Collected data
- Opening Delimiter -

PR #248, opened 2021-08-09
Do not cache LevelTexturesFramebuffers as they may become invalid

MadCatX:
Texture framebuffers use in histogram pyramid calculation are cached in a global variable that exists throughout the entire lifetime of the application. These cached objects may become invalid under some circumstances. One example could be a JS application that creates and destroys a Molstar plugin on demand. Framebuffer objects created by the plugin will not be valid when the plugin's instance gets destroyed and recreated at a later time. Density maps will then fail to display as a result and the only way out is to reload the entire page in the browser.

This could possibly be improved by flushing the cache only when it's actually necessary but I couldn't find a place in the code where doing so wouldn't feel really hacky.

### DIFF
--- a/src/mol-gl/compute/histogram-pyramid/reduction.ts
+++ b/src/mol-gl/compute/histogram-pyramid/reduction.ts
@@ -64,20 +64,15 @@ function createHistopyramidReductionRenderable(ctx: WebGLContext, inputLevel: Te
 }
 
 type TextureFramebuffer = { texture: Texture, framebuffer: Framebuffer }
-const LevelTexturesFramebuffers: TextureFramebuffer[] = [];
 function getLevelTextureFramebuffer(ctx: WebGLContext, level: number) {
-    let textureFramebuffer = LevelTexturesFramebuffers[level];
     const size = Math.pow(2, level);
-    if (textureFramebuffer === undefined) {
-        const texture = ctx.isWebGL2
-            ? getTexture(`level${level}`, ctx, 'image-int32', 'alpha', 'int', 'nearest')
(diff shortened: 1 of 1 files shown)


dsehnal (commented):
This is a nice find, thanks!

Can you please add 

```ts
function tryGetFramebuffer(name: string, webgl: WebGLContext): Framebuffer | undefined {
    const _name = `${HistogramPyramidName}-${name}`;
    return webgl.namedFramebuffers[_name];
}

...
const name = `level${level}`;
let textureFramebuffer = tryGetFramebuffer(name, webgl);
if (!textureFramebuffer) { 
    ...
}
...
```

before we merge this?

MadCatX:
> This is a nice find, thanks!
> 
> Can you please add
> 
> ```ts
> function tryGetFramebuffer(name: string, webgl: WebGLContext): Framebuffer | undefined {
>     const _name = `${HistogramPyramidName}-${name}`;
>     return webgl.namedFramebuffers[_name];
> }
> 
> ...
> const name = `level${level}`;
> let textureFramebuffer = tryGetFramebuffer(name, webgl);
> if (!textureFramebuffer) { 
>     ...
> }
> ...
> ```
> 
> before we merge this?

Sure, but I'm afraid I don't understand the intent behind a `tryGetFramebuffer` function. `getFramebuffer` already either creates a new framebuffer or returns an existing one if it's available.

dsehnal:
To skip the ``attachFramebuffer`` call.

MadCatX:
> To skip the `attachFramebuffer` call.

Oh, right. Is the code in the second commit what you had in mind?

dsehnal:
Yeah that's good, thanks!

- Closing Delimiter -

### [WHAT IS REQUIRED]
Each line that includes the word "undefined" counts once; report how many such lines the entries have, and nothing else.

### [SOLUTION TO THIS EXERCISE]
3